Is this how other people talk when they are having sex?

Another criticism of the book is the author’s constant reference to her subconscious and her inner goddess. I don’t have an inner goddess but I’m delighted for anyone who does. I do however have an extremely active inner monologue and it enjoyed the book too.  At least I think it did.  It certainly stayed quiet when I was reading it.  Part of the reason I liked this book was because I felt that I identified with the female lead. I found her believable, she often didn’t know what to do – I often don’t know what to do. She feels unattractive – I often feel unattractive (although actually I believe she is very beautiful really, sadly I am not), she has negative voices in her head………………..ok enough along those lines.

Maybe the book is badly written but what does that mean in this day and age? People aren’t reading anymore. We spend most of our time watching movies or box sets on our electronic devices. Or we communicate via Twitter and Facebook. I know people who proudly state they don’t read books, only magazines. Suddenly a book comes along that these people want to read. A whole new (old) media has been opened up to the masses but a certain subgroup of the population are standing in the corner tut-tutting and muttering to each other ‘she doesn’t use nearly enough metaphors.’ I have read the whole of David Copperfield (and that is three weeks of my life I would dearly like back). Is it well written? Apparently so. Did I enjoy reading about every little piece of scenery along the way in the minutest detail? No I did not.

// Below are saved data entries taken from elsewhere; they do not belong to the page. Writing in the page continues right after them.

PR #1275, opened 2024-07-26
Don't duplicate token undeclarations in routers

### LINKED ISSUE #1274: Liveliness token undeclaration duplication in routers
## Background

(original issue: https://github.com/ZettaScaleLabs/rmw_zenoh/issues/2.)

After https://github.com/eclipse-zenoh/zenoh/pull/865 token undeclarations started to loopback in the internal router and external routers in some cases.

### Declare, Subscribe, Undeclare

The following diagrams show the result of these ordered operations: `declare_token(K)`, `declare_subscriber(K)`, `undeclare_token(K)` in a peer. Red arrow signify messages present after #865 but not before it.

#### Without router

This change should be maintained. An application is supposed to receive Liveliness updates to tokens it declares (PUTs have always been received).

#### With router

The routers (external & internal) should not duplicate liveliness token undeclarations.

#### Without router

No change of behavior is observed in this case.

#### With router

Again, the routers (external & internal) should not duplicate liveliness token undeclarations.

## Conclusion

I think it makes sense for us to loopback token undeclarations as a liveliness subscriber has been declared. But I don't think it makes sense to loopback twice (in the internal router and in external routers).

## System info

- ref: 9408f744c

fuzzypixelz:
Fixes #1274.

### DIFF
--- a/zenoh/src/net/routing/hat/router/token.rs
+++ b/zenoh/src/net/routing/hat/router/token.rs
@@ -411,7 +411,7 @@ fn propagate_forget_simple_token(
         // undeclaration, otherwise the undeclaration would be duplicated at the source Face. In
         // cases where we don't have access to a Face as we didnt't receive an undeclaration and we
         // default to true.
-        } else if dbg!(src_face.map_or(true, |src_face| src_face.id != face.id))
+        } else if src_face.map_or(true, |src_face| src_face.id != face.id)
             && face_hat!(face).remote_interests.values().any(|(r, o)| {
                 o.tokens() && r.as_ref().map(|r| r.matches(res)).unwrap_or(true) && !o.aggregate()
             })
--- a/zenoh/src/net/routing/hat/router/token.rs
+++ b/zenoh/src/net/routing/hat/router/token.rs
@@ -386,8 +386,13 @@ fn send_forget_sourced_token_to_net_clildren(
 fn propagate_forget_simple_token(
     tables: &mut Tables,
     res: &Arc<Resource>,
+    src_face: Option<&Arc<FaceState>>,
     send_declare: &mut SendDeclare,
 ) {
+    // FIXME(fuzzypixelz): This function should be split to accommodate for the divergent code paths
+    // (the ones coming from `HatTokenTrait::undeclare_token` vs the ones coming from
+    // `HatBaseTrait::closing` and `HatBaseTrait::handle_oam`). This way we can either pass
+    // `src_face` or not, rather than using an optional.
     for mut face in tables.faces.values().cloned() {
         if let Some(id) = face_hat_mut!(&mut face).local_tokens.remove(res) {
             send_declare(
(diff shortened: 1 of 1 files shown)


zenoh/src/net/routing/hat/router/token.rs
```diff
@@ -386,8 +386,14 @@ fn send_forget_sourced_token_to_net_clildren(
 fn propagate_forget_simple_token(
     tables: &mut Tables,
     res: &Arc<Resource>,
+    src_face: Option<&Arc<FaceState>>,
     send_declare: &mut SendDeclare,
 ) {
+    dbg!(src_face.as_ref().map(|f| f.to_string()));
+    // FIXME(fuzzypixelz): This function should be split to accommodate for the divergent code paths
```
OlivierHecart, line 393: Why should we do that ? Wouldn't this lead to a lot of code duplicate? What's wrong with an Option ?
(Note: if we do so, there are a lot of other functions that have an Optional src_face parameter that should also be changed)

zenoh/src/net/routing/hat/router/token.rs
```diff
@@ -406,9 +412,26 @@ fn propagate_forget_simple_token(
...
+        //   - `HatBaseTrait::handle_oam`
+        //   - `undeclare_client_token`: when a peer/client undeclares a token and no other
+        //     peer/client has declared it (or has undeclared it) then **this** router's propagation
+        //     of the token is undeclared. In this case we don't have a source Face (there is no
+        //     "self" face).
+        //
+        // In these cases we don't have access to a Face as we don't received an undeclaration and
+        // we default to true.
+        //
+        // TODO: Could we use ZIDs instead of Faces?
```
OlivierHecart, line 429: Why would ZIDs be better ? It seems to me that comparing faces ids is faster.

zenoh/src/net/routing/hat/router/token.rs
```diff
@@ -406,9 +412,26 @@ fn propagate_forget_simple_token(
                     res.expr(),
                 ),
             );
-        } else if face_hat!(face).remote_interests.values().any(|(r, o)| {
-            o.tokens() && r.as_ref().map(|r| r.matches(res)).unwrap_or(true) && !o.aggregate()
-        }) {
+        // NOTE(fuzzypixelz): We need to check that `face` is not the source Face of the token
+        // undeclaration, otherwise the undeclaration would be duplicated at the source Face.
+        //
+        // The code path that leads to `src_face` being `None` originate in:
```
OlivierHecart, line 418: The first two lines of comment are ok to me. 
But all the rest just to explain why src_face is an option and when it is None is overkill to me. If we go that far we'll be overwhelmed with comments. And one can easily search and find places where it is called with None and why it makes sense.

OlivierHecart (changes requested):

zenoh/src/net/routing/hat/router/token.rs
fuzzypixelz: It was because of:

https://github.com/eclipse-zenoh/zenoh/blob/f7486160c01514d601186cb234f6edf49c76de63/zenoh/src/net/routing/hat/router/token.rs#L683

I thought that the face would need to stay `None` yet we don't want to send a token to the client/peer that intitiated the undeclaration.

zenoh/src/net/routing/hat/router/token.rs
fuzzypixelz: My reasoning was that we always have ZIDs, even when there is no source Face.

zenoh/src/net/routing/hat/router/token.rs
fuzzypixelz: I wrote that to explain to myself, if anything :P

OlivierHecart (approved):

There is nothing new in 50 shades of grey.  It is a love story. There is a little bit of spanking. It’s not erotic fiction, it’s not porn, and it’s certainly not mummy porn (although I am a mummy so maybe I am blinded by this). It is the age old tale of two people trying to reconcile their differences in order that they can build a life together.

I like populist fiction. I liked Twilight, I liked The Hunger Games. I like reading compelling, fast paced stories about characters who remind me a little bit of myself. I like being transported to another world where I don’t have to worry about the mould along the side of our bath. So there it is, I’ve outed myself. I will probably lose half of my followers and most of my friends on Facebook. I will be ousted from the book festival committee least I contaminate Ian Rankin with my prole like tendencies. But………..before you all judge me………just try reading it. Take your snidey, I don’t want to like this so I shan’t hat off. Don’t read it out loud to your friends in a supercilious ‘aren’t we clever’ kind of way. Sneak off to your bedroom like a teenager, suspend disbelief and just give it a try. It will only take you four hours which is a lot less time than I invested in David Copperfield…………..

What you still don’t like it?

Is it wrong that I feel a little bit sorry for you?